Bullfrog....they are everywhere!


----------



## MallardFlew

I was hoping for something a little more specific.... but thanks for the replies


----------



## Bax*

I am no pro but the one thing I have learned is to go where you dont expect them if you are hunting in a fairly busy area like the West Desert. 

Seems like they pop up in really random places in my experience.


----------



## Bax*

Oh and take a hike. Dont just park and walk 100 yards to make a stand. Take a good walk away from the truck.


----------



## Bax*

There is a predator hunting seminar in Midvale tonight at Sportsmans Warehouse that you may find beneficial if you can make it. I think it is from 6:00-8:00PM


----------



## cornerfinder

East is also a great choice


----------



## Kwalk3

Coyotes are literally anywhere you could think of. I've seen them from the treestand to the duck blind, just this year. Had 3 within bow range in 1 night, but couldn't knock an arrow in time. Traditional wisdom says go out to the west desert. However, all of the mountains hold lots of dogs and they don't get hunted and called nearly as often as the West Desert coyotes. My two cents. If you are looking for true specifics, I do not think you will find them here. Most guys that hunt coyotes a lot have their spots that they've figured out with a lot of time and money and don't want to overcrowd them. Sorry I can't be more help.


----------



## longbow

You and a buddy should go out into the west desert one night and stop every so often and howl. Once you get a howl, stop howling and move on. Mark the spots on a map/gps where you heard the howls and come back in the daylight. Your approach and your setup is very, very important. I've called in coyotes to the cadence of Yankee Doodle Dandy through my call just to prove a point. Don't worry about being a perfect caller,(just yet).
I wish I knew where you're from or how far you're willing to travel. Maybe I could recommend some spots that I can't hunt anymore. (Alaska's kinda far away)
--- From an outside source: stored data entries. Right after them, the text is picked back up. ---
PR #902, opened 2026-08-27
fix(api): add .output() schemas to event-tag router

### LINKED ISSUE #896: bug: Many routes are missing .output()
### Affected app

apps/api

Chromium Desktop

### Describe the bug

Not every api route has .output(). Example: https://github.com/F3-Nation/f3-nation/blob/cd58c216547b9621f255d477eba7a22f6f5fecb2/packages/api/src/router/org-chart/index.ts#L34 has .outpu() and https://github.com/F3-Nation/f3-nation/blob/cd58c216547b9621f255d477eba7a22f6f5fecb2/packages/api/src/router/event-tag.ts#L30-L31 does not. The .output() is used in api documentation and /docs to tell developers what to expect. It's very important.

### Link to reproduction

https://api.f3nation.com/docs#tag/event-tag/GET/v1/event-tag

### To reproduce

Go to the link above and try to inspect the sample response payload.

### Additional information

ALSO very important, it overrides the return. So if you return 3 properties, and the .output() only lists 2, then the caller only gets 2. So it has to match the return.

Bryandero98:
Fixes #896.

### 👋 TL;DR

Adds `.output()` to all five procedures in `event-tag.ts`, the file the issue cites as the concrete example missing it. Scoped to this one file - the issue's broader "many routes" sweep is left for a follow-up PR.

### 🔎 Details

- `byOrgId`, `byId`, and `crupdate` reuse `EventTagSelectSchema` (drizzle-zod, already the convention in `user.ts`'s `.output()`) instead of hand-written schemas.
- `all`'s output is a custom object, since its `select()` projects a subset of columns plus a joined `orgs.name` (`specificOrgName`) - not the full row.
- `delete`'s handler has no `return` statement, so its output is `z.void()`.
- **Worth a second look:** `crupdate`'s handler does `const result = await ctx.db.insert(...).returning();` and then `return { eventTag: result ?? null }` - `result` is never destructured, so `eventTag` is actually the whole array from `.returning()`, not a single row, despite the singular key name. I matched `.output()` to that real shape (`eventTag: z.array(EventTagSelectSchema)`) rather than to what the name implies, since the issue itself flags that `.output()` overrides the return - getting this wrong would have silently broken the endpoint instead of just documenting it. This looks like it could be an existing bug in the handler (probably meant `const [result] = await ...`), but fixing handler logic is outside this issue's scope, so I left it as-is and I'm flagging it here for a maintainer's call.

### ✅ How to Test

- `tsc --noEmit` in `packages/api`: clean.
- `eslint` and `prettier --check` on the changed file: clean.
- Confirmed empirically that oRPC's `.output()` is **not** enforced against the handler's return type at compile time (I deliberately shrank one output schema and `tsc` didn't complain) - so I didn't rely on the typecheck for correctness, and instead manually cross-referenced every field in each schema against the handler's actual return statement and the `eventTags`/`orgs` Drizzle table definitions.
- **Could not run the live `vitest` suite** (`event-tag.test.ts`) - it requires `TEST_DATABASE_URL` against a real Postgres instance, and this environment doesn't have Docker available. I'd appreciate the `test-coverage` CI job (which does have a real Postgres service) being treated as the authoritative check here before merge.

## Summary by CodeRabbit

* **Bug Fixes**
  * Improved event tag API responses with consistent, explicitly defined output formats.
  * Standardized list, detail, create/update, and delete responses for more reliable client handling.
  * Added clear pagination information, including the total number of available event tags.
  * Delete responses now include the requested event tag ID, including when the tag does not exist.

* **Documentation**
  * Updated the API specification with detailed event tag response schemas, field types, required fields, and nullability information.


Bryandero98:
`test-coverage` failed because the characterization test's committed OpenAPI golden snapshot (`apps/api/characterization/__snapshots__/openapi.golden.json`) still had the pre-`.output()` placeholder schema for these five routes. Pushed a commit updating the golden to match the real generated schema, verified locally by running `characterization/wire/openapi-spec.char.test.ts` directly (2/2 passing) - no Postgres needed for this particular test.

packages/api/src/router/event-tag.ts
```diff
@@ -271,6 +313,7 @@ export const eventTagRouter = {
       summary: "Delete event tag",
       description: "Soft delete an event tag by marking it as inactive",
     })
+    .output(z.void())
```
BigGillyStyle: **🟠 Important** · code-reviewer

`.output(z.void())` here makes the generated OpenAPI 200 response for this endpoint unsatisfiable, not just unspecified. In `apps/api/characterization/__snapshots__/openapi.golden.json` (lines 5160-5167), the response schema goes from the old permissive placeholder `anyOf: [{}, {"not": {}}]` to `anyOf: [{"not": {}}, {"not": {}}]` — a union of two "matches nothing" schemas, while the response still declares `content: application/json`. No JSON value at all satisfies that.

Verified against a live oRPC 1.15.0 probe: the actual wire response (bodiless 200) is unchanged before/after, so there's no runtime regression for this app's own client. But an OpenAPI-driven contract validator (Prism, Schemathesis, `express-openapi-validator`) or client codegen (`openapi-typescript`, `orval`) pointed at this spec would now fail/type this endpoint as unusable on every successful delete — strictly worse than the untyped default this PR replaces everywhere else.

This codebase already has an established convention for soft-delete outputs that sidesteps the problem: `event-type.ts`, `location.ts`, and `position.ts` all declare `.output(z.object({ <entity>Id: z.number() }))` for their `delete` procedure and return that id from the handler, rather than `z.void()`.

**Suggested fix:** mirror that convention here — declare `.output(z.object({ eventTagId: z.number().describe("The unique identifier of the event tag that was deleted") }))` and add `return { eventTagId: input.id };` at the end of the handler (currently falls off the end with no return, around line 349). If a handler change is out of scope for this PR, dropping `.output()` from `delete` entirely is strictly better than shipping the unsatisfiable schema.

_written by Claude Sonnet 5_

packages/api/src/router/event-tag.ts
```diff
@@ -49,6 +49,33 @@ export const eventTagRouter = {
...
+              .nullable()
+              .describe("Name of the org this tag is specific to, if any"),
+            isActive: z.boolean().describe("Whether the event tag is active"),
+          }),
+        ),
+        totalCount: z
+          .number()
+          .describe("Total number of event tags matching the filter"),
+      }),
+    )
```
BigGillyStyle, line 72: **🟡 Suggestion** · type-design-analyzer

This block hand-duplicates 6 of `EventTagSelectSchema`'s 8 fields (`id`, `name`, `description`, `color`, `specificOrgId`, `isActive`) instead of deriving from it the way `byOrgId`/`byId`/`crupdate` do below. Two consequences:

1. **Drift risk**: if the `eventTags` table gains/changes a column, the other three procedures update for free (they reuse the drizzle-derived `EventTagSelectSchema`), but this block needs a second, easy-to-forget manual edit.
2. **Already-verified inconsistency today**: `id` and `specificOrgId` here are plain `z.number()`, while the same columns via `EventTagSelectSchema` resolve to `z.int().gte(-2147483648).lte(2147483647)` (drizzle-zod's mapping for `serial`/`integer`). The OpenAPI spec documents the identical field with two different strictness levels depending on which `event-tag` endpoint you're looking at.

**Suggested fix:** derive the shared fields and layer only the genuinely bespoke `specificOrgName` on top:

```ts
eventTags: z.array(
  EventTagSelectSchema.omit({ created: true, updated: true }).extend({
    specificOrgName: z
      .string()
      .nullable()
      .describe("Name of the org this tag is specific to, if any"),
  }),
),
```

One trade-off worth calling out before applying this as-is: `EventTagSelectSchema` is auto-generated by `createSelectSchema(eventTags)` and won't carry the per-field `.describe()` strings this hand-written version has (e.g. "Event tag ID", "Event tag name") — switching would drop those from the generated OpenAPI docs unless they're added at the `EventTagSelectSchema` source instead.

_written by Claude Sonnet 5_

Bryandero98:
Pushed a small follow-up (`a21c127`): CodeRabbit's review on `ec3f0288` flagged that the "delete a non-existent event tag" test only asserted the call didn't throw, without locking in what it now actually returns (`{ eventTagId }`, since that commit gave `delete` a real `.output()`). Now asserts `.resolves.toEqual({ eventTagId: 999999 })`.

Unrelated to the change itself, but flagging in case it's useful: the CI workflow runs on this branch (`CI`, `PR Title`, `Preview Environment`) have been sitting in `action_required` since `ec3f0288` on 2026-08-29 - looks like they need manual approval to run for this fork's PR, so nothing's actually executed here in the last few days.

Bryandero98:
Following up on the note above — the CodeRabbit feedback is addressed and the test-coverage failure is fixed. Let me know if there's anything else needed to get this reviewed.

taterhead247:
Hey @Bryandero98 I see 2 unresolved comments from BigGilly. You'll need to address those too! Thanks.

packages/api/src/router/event-tag.ts
Bryandero98: Fixed in ec3f028 — `delete` now outputs `{ eventTagId }` and returns `{ eventTagId: input.id }`, mirroring the `event-type.ts`/`location.ts`/`position.ts` convention. Covered by a3a21c127

packages/api/src/router/event-tag.ts
Bryandero98: Fixed in ec3f028 — now derives from EventTagSelectSchema.omit({ created, updated }).extend({ specificOrgName }), matching byOrgId/byId/crupdate.

Bryandero98:
Hi @taterhead247 — both of BigGillyStyle's comments were already addressed in ec3f028 (before your ping), just never marked resolved on GitHub. Replied on each with the specific commit and just resolved both threads now. Let me know if anything else is needed.

taterhead247:
@Bryandero98 @BigGillyStyle I like the autoamated nature of using the db schema to populate the API output documentation. Unfortunately, we lose the added benefit of .describe(). For instance, what the heck does `color` mean?!? Is there a "best of both worlds" middle ground where we can avoid drift while also having useful descriptors? If the answer is no. I can live with that.

image

Bryandero98:
@taterhead247 good catch, and yes there's a middle ground — pushed `2560176`.

`drizzle-zod`'s `createSelectSchema(table, refine)` lets you refine individual fields while still deriving type/nullability/bounds from the real column — `EventTagSelectSchema` just wasn't using that second argument. Added `.describe()` per field there (`id`, `name`, `description`, `color`, `specificOrgId`, `isActive`), the same pattern `EventInsertSchema` already uses elsewhere in this file for validation refinements. So `color` now says "Event tag color" again, and it's derived, not hand-duplicated — a column added later, or a type drizzle-zod maps differently, still shows up automatically everywhere `EventTagSelectSchema` is used, not just here.

Verified the actual shape with `z.toJSONSchema(EventTagSelectSchema)`: each description lands on the `anyOf` branch matching the real type for the three nullable columns, and directly on the schema for the three non-nullable ones.

One thing I couldn't verify locally this round: the openapi characterization golden almost certainly needs regenerating for this new shape, and that requires the project's docker-compose Postgres, which isn't up on this machine right now. I'll follow up with that regeneration shortly — flagging so the next CI run on this isn't a surprise.

Bryandero98:
Pushed \`cea9558\` — regenerated \`openapi.golden.json\` for the \`.describe()\` additions from \`2560176\`. Verified with \`vitest -u\` against both the \`next\` and \`hono\` targets locally (105/105 tests passing on each against the same updated snapshot, confirming no Next/Hono parity gap), so this should clear \`test-coverage\` and \`test-coverage-hono\`.

BigGillyStyle (approved):
Did a before/after `main` comparison. Looks like a nice enhancement to the API docs

taterhead247 (approved):

taterhead247:
@Bryandero98 I forgot to ask! What's your F3 Name/Region? I can't find you in Slack.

P.S. Look for stands of pinion/juniper. For some reason I've had great luck in the trees.


----------



## reb8600

MallardFlew said:


> I was hoping for something a little more specific.... but thanks for the replies


The amount of time and money that me and others have spent finding our spots, do you think we are just going to give hem up?


----------



## phorisc

so heres the thing...if you want to be successful do as most have said...scout scout scout...the easiest fox(similar to calling in a coyote) I ever called in was cause I set up just a little away from its den and called. Find the den, or find where they patrol but being near the den gives you a much better shot imo.
But as most have said youll find a good amount of coyotes in the mountains. or east in the desert. When the snow falls youll start seeing a lot more sign...


----------



## PBH

MallardFlew said:


> I was hoping for something a little more specific.... but thanks for the replies


Bullfrog was a very specific recommendation. And, it's a good one.

I would also recommend Two Mile canyon, east from Mt Holmes. heck, really anywhere up in that general area can be good for coyotes.


----------



## DallanC

Loke said:


> On the outskirts of Draper. Especially around South Mountain Golf Course. Pomeranians work really well for bait.


Alot of truth to that. Up on suncrest where the little pond thing is, I see Coyotes there several times a week. Cant hunt there but someone could set a few traps off the backside out of view and do quite well.

-DallanC


----------



## phorisc

I heard some up mill d kinda near dog lake off of big cottonwood canyon. you gotta hike 2-3 miles but ya...2 coyotes barking up a storm...


----------



## Mr Muleskinner

Coyotes are all over in the mountains. Howl about anywhere at night while deer or elk hunting and you will get a response. Most coyote hunters like the longer shots and seeing them come in though. Great for shooting but I personally think that you can do more killing now in the east than you can the west desert.


----------



## Jedidiah

phorisc said:


> I heard some up mill d kinda near dog lake off of big cottonwood canyon. you gotta hike 2-3 miles but ya...2 coyotes barking up a storm...


You can't shoot up Big Cottonwood due to the shooting closure south of I-80 and east of I-15. Even if you could, you'd end up having a dozen hikers show up every time you call a dog so they can take a picture for Instagram.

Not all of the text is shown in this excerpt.